Subsurface cracks in tube billets: The main reason is that the temperature of the surface layer of the continuous casting round tube billet changes repeatedly and forms after multiple phase changes. Generally, no defects are produced, if there are any, they are slight external folds.
Intermediate cracks and center cracks in tube billets: The intermediate cracks and center cracks in the continuous casting round tube billet are the main reasons for the internal folding of the seamless steel pipe. The causes of cracks are very complicated, involving the effects of solidification heat transfer, penetration, and stress of the billet, but generally speaking, they are controlled by the solidification process of the billet in the secondary cooling zone.
Porosity and shrinkage holes in tube billets: Mainly due to the advanced grain effect of the billet during the solidification process, the movement of liquid metal is based on the shrinkage caused by cooling in the solidification direction.
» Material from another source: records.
PR #629, opened 2022-02-08
DM-33591: Add getConvexPolygon() convenience method to exposure.

erykoff:


python/lsst/afw/image/exposure/_exposureContinued.py
```diff
@@ -94,6 +96,25 @@ def setVariance(self, variance):
 
     variance = property(getVariance, setVariance)
 
+    def getConvexPolygon(self):
+        """Get the convex polygon associated with the bounding box corners.
+
+        Returns
+        -------
+        convexPolygon : `lsst.sphgeom.ConvexPolygon`
+            Returns `None` if exposure does not have a valid WCS.
```
parejkoj, line 105: Should this be a `raise` instead?

python/lsst/afw/image/exposure/_exposureContinued.py
```diff
@@ -94,6 +96,25 @@ def setVariance(self, variance):
 
     variance = property(getVariance, setVariance)
 
+    def getConvexPolygon(self):
+        """Get the convex polygon associated with the bounding box corners.
```
parejkoj, line 100: The docs for this should probably note that this polygon is not a perfect sky-match to the detector boundaries. If people use this to check whether a sky point is within a detector, they need to also do a direct `skyToPixel` check afterwards, if they care about ~few pixel accuracy.

On that note: what's the rough value of the inaccuracy of this polygon? I'd expect a handful of pixels at most, and I hope that it's always strictly larger than the projected detector, but I don't have a good head for sky polygons.

tests/test_exposure.py
```diff
@@ -777,6 +777,39 @@ def testGetCutout(self):
...
+        x, y = np.meshgrid(np.arange(bbox.getBeginX(), bbox.getEndX()),
+                           np.arange(bbox.getBeginY(), bbox.getEndY()))
+        wcs = self.exposureMiWcs.wcs
+        ra, dec = wcs.pixelToSkyArray(x.ravel().astype(np.float64),
+                                      y.ravel().astype(np.float64))
+
+        poly = self.exposureMiWcs.convex_polygon
+        contains = poly.contains(ra, dec)
+
+        self.assertTrue(np.all(contains))
```
parejkoj, line 796: I wonder if this might provide more useful fail output if it was `assertEqual(contains, np.ones(len(contains), dtype=bool)`? And similarly for the negative version just below.

python/lsst/afw/image/exposure/_exposureContinued.py
erykoff: I first wrote this with a raise, but then I thought about it some more and decided that if it's okay that `wcs` is `None` then it would make sense that `convex_polygon` would also be `None`.  Though I could change it, I see both ways, but as a property I think it's better if it doesn't raise.

python/lsst/afw/image/exposure/_exposureContinued.py
erykoff: The inaccuracy depends on the size of the exposure and the latitude, I think.  If you need a cushion you can always dilate it, there are routines in `sphgeom`.

python/lsst/afw/image/exposure/_exposureContinued.py
```diff
@@ -94,6 +96,25 @@ def setVariance(self, variance):
...
+            Returns `None` if exposure does not have a valid WCS.
+        """
+        wcs = self.wcs
+        if wcs is None:
+            return None
+
+        bbox = lsst.geom.Box2D(self.getBBox())
+        corners = [wcs.pixelToSky(corner).getVector()
+                   for corner in bbox.getCorners()]
+        return lsst.sphgeom.ConvexPolygon(corners)
```
natelust, line 114: Since you are not padding this there is a chance that because distortions and such that the spherical 'rectangle" created by this will actually not contain pixels from the edges of the bbox. Is this something we should worry about, or just put a message? In the past we have dilated such that you can be sure that all points in the image are in the region, but the converse may not be true. This requires 2 checks, but you can be sure no sph points that are rejected are not actually in the image.

tests/test_exposure.py
```diff
@@ -777,6 +777,39 @@ def testGetCutout(self):
...
+
+        # Check that points outside of the bounding box are not in the polygon
+        x = np.array([bbox.getBeginX() - 1,
```
ktlim, line 799: Isn't the distortion potentially biggest in the middle of the sides rather than the corners?

python/lsst/afw/image/exposure/_exposureContinued.py
erykoff: I did some tests on HSC detectors in the center and the edge, and found that growing the bounding box by 7 pixels was sufficient to ensure that the polygon contained the entire detector.  Therefore, I set a default padding of 10 pixels.

One thing that I'm now unsure of is that this will be a larger/different polygon than is retrieved by the skymap `patch_info.outer_sky_polygon`, which doesn't need a buffer.

parejkoj: I suppose there's no way for this to know whether it's operating on a patch or a single exposure? (I hear Jim saying "Yes we should have had different classes for those things!" in the background)

erykoff: What's hard is making this work idiomatically, but one could say "if this is a SIP-type WCS we need padding", but what could the parameter be called in this case?

natelust (approved):

python/lsst/afw/image/exposure/_exposureContinued.py
parejkoj: Please update the docs for this, per the above discussion.

erykoff: @parejkoj are you asking just to update the docstring with something like "The returned polygon has additional padding to ensure that the bounding box is entirely contained within it." or something else?

parejkoj: Yes, that and something about the user needing to do a second check on the original pixel bbox, "is this sky point on the detector?" is the goal.

erykoff:
```
        Get the convex polygon associated with the bounding box corners.

        The returned polygon has additional padding to ensure that the
        bounding box is entirely contained within it. To ensure a set of
        ra/dec points are entirely contained within a detector, a second
        check of points contained within the convex polygon must be
        projected to x/y and checked against the exposure bounding box.
```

If the continuous casting round tube billet has looseness and shrinkage holes, it will not have much effect on the quality of the rough tube of the oblique rolling perforation.
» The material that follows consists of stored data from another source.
PR #633, opened 2022-04-04
DM-33496: relax rtol to pass test on aarch64

mwittgen:


tests/test_function.py
```diff
@@ -585,16 +585,16 @@ def basic1DPoly(x, params):
                                     f(x), predVal, x, params,
                                     "params constructor")
                 self.assertFloatsAlmostEqual(
-                    f(x), predVal, msg=msg, atol=self.atol, rtol=None)
+                    f(x), predVal, msg=msg, atol=self.atol, rtol=1E-13)
```
erykoff, line 588: Should these be `self.rtol` as with the `self.atol` set in `setUp`?

erykoff (approved):

tests/test_function.py
mwittgen: One could set `self.rtol` and use it. Seems OK to me as this just overrides for these three tests.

1.3 Microstructure defects of tube billets: High power or electron microscope: When the composition and structure of the tube billet are uneven and severe segregation occurs, the rolled steel pipe will present a severe banded structure, which will affect the mechanical properties and corrosion properties of the steel pipe and make its performance not meet the requirements. When the content of inclusions in the tube billet is too much, it will not only affect the performance of the steel pipe but also may cause cracks in the steel pipe during the production process.
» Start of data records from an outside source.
PR #634, opened 2022-04-22
DM-31811: Add detection significance to footprint peaks

parejkoj:


include/lsst/afw/detection/Footprint.h
```diff
@@ -329,6 +329,25 @@ class Footprint : public afw::table::io::PersistableFacade<lsst::afw::detection:
...
+
+    /**
+     * Compute the significance of each peak, using the variance image.
+     *
+     * @param variance The variance plane of the image that this footprint is in.
+     * @param polarity +1 if this is detected as a positive footprint, -1 if negative.
+     *
+     * @throws pex::exceptions::NotFoundError Thrown if the the peaks do not have a significance field.
+     */
+    void computePeakSignificance(image::Image<float> const &variance, int polarity);
```
TallJimbo, line 349: Should document that these put the significance values in a peak field named "significance", which must already be part of the Footprint's peak schema.  I'd also be inclined to name them "updatePeakSignificance" instead of "computePeakSignificance", because I think that better captures the modify-in-place behavior, but that's really splitting hairs.

TallJimbo (approved):
Looks good.

include/lsst/afw/detection/Footprint.h
parejkoj: I wasn't sure about the name, and I like `updatePeakSignificance` better. Thanks.

parejkoj:
@TallJimbo : do you mind reviewing the new commit? I believe it fixes the ci_hsc breakage (I'm waiting on a jenkins run to confirm that, but I added a test that demonstrated the problem and ap_verify got past the breakage point in ip_diffim). I'm not sure this is the ideal approach, and I didn't add a check that the two peak schemas being merged are equal, I just took the first non-empty one.

include/lsst/afw/detection/FootprintSet.h
```diff
@@ -67,6 +68,21 @@ class FootprintSet {
...
+     *
+     * @param img Image to search for objects
+     * @param threshold threshold to find objects
+     * @param npixMin minimum number of pixels in an object
+     * @param setPeaks should I set the Peaks list?
+     * @param peakSchema Schema for peak records, even if we don't measure them here.
+     */
+    template <typename ImagePixelT>
+    FootprintSet(image::Image<ImagePixelT> const& img, Threshold const& threshold,
+                 table::Schema const& peakSchema, int const npixMin = 1, bool const setPeaks = true);
```
TallJimbo, line 84: It should also be possible to write this as a defaulting version of the existing similar overload by moving the `peakSchema` argument to the end:
```
template <typename ImagePixelT>
FootprintSet(image::Image<ImagePixelT> const& img, Threshold const& threshold,
             int const npixMin = 1, bool const setPeaks,
             table::Schema const& peakSchema = PeakTable::makeMinimalSchema())
```
In C++ that default value is effectively stored as a `static` variable, and it'll be copied into each call, so (unlike Python) it should be safe despite `Schema` being mutable.

src/detection/FootprintSet.cc
```diff
@@ -333,18 +333,28 @@ FootprintSet mergeFootprintSets(FootprintSet const &lhs,      // the FootprintSe
...
-                                                         * (e.g. if nbit is 2, idFinder IDs 0x5 and 0x6 both contain lhsId = 0) so we get duplicates
-                                                         * of peaks.  This is not too bad, but it's a bit of a pain to make the lists unique again,
-                                                         * and we avoid this by this two-step process.
-                                                         */
+    // Ensure fields added to the input peak schemas are preserved in the output.
+    table::Schema schema;
+    if (lhsFootprints.size() > 0) {
+        schema = lhsFootprints[0]->getPeaks().getSchema();
+    } else if (rhsFootprints.size() > 0) {
+        schema = rhsFootprints[0]->getPeaks().getSchema();
```
TallJimbo, line 341: It'd be pretty easy to add a check to see if the schemas are equal and throw an exception if they are not, and I think it's worth doing, given that not checking leaves the door open to somebody else basically repeating all the debugging you did today.

TallJimbo (approved):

Factors: harmful elements in steel, composition, and segregation of tube billets, and non-metallic inclusions in tube billets.

2. Heating defects of tube billets
In the production of hot-rolled seamless steel pipes, two heatings are generally required from tube billets to finished steel pipes, namely, heating before perforation of the tube billet and reheating of the rough tube after rolling before sizing. When producing cold-rolled steel pipes, intermediate annealing is required to eliminate the residual stress of the steel pipe. Although the purpose of each heating is different and the heating furnace may be different, if the process parameters and heating control of each heating are improper, the tube billet (steel pipe) will produce heating defects and affect the quality of the steel pipe. The purpose of heating the tube billet before perforation is to improve the plasticity of the steel, reduce the deformation resistance of the steel, and provide a good metallographic structure for the rolled tube. The heating furnaces used are annular, walking beam heating furnaces, inclined bottom heating furnaces, and car bottom heating furnaces. The purpose of reheating the rough tube before sizing is to increase and even the temperature of the rough tube, improve the plasticity, control the metallographic structure, and ensure the mechanical properties of the steel tube. The heating furnaces mainly include walking beam reheating furnaces, continuous roller bottom reheating furnaces, inclined bottom reheating furnaces, and electric induction reheating furnaces. The purpose of annealing heat treatment of steel pipes during cold rolling is to eliminate the work hardening phenomenon caused by the cold processing of steel pipes, reduce the deformation resistance of steel, and create conditions for the continued processing of steel pipes. The heating furnaces used for annealing heat treatment mainly include walking beam heating furnaces, continuous roller bottom heating furnaces, and car bottom heating furnaces.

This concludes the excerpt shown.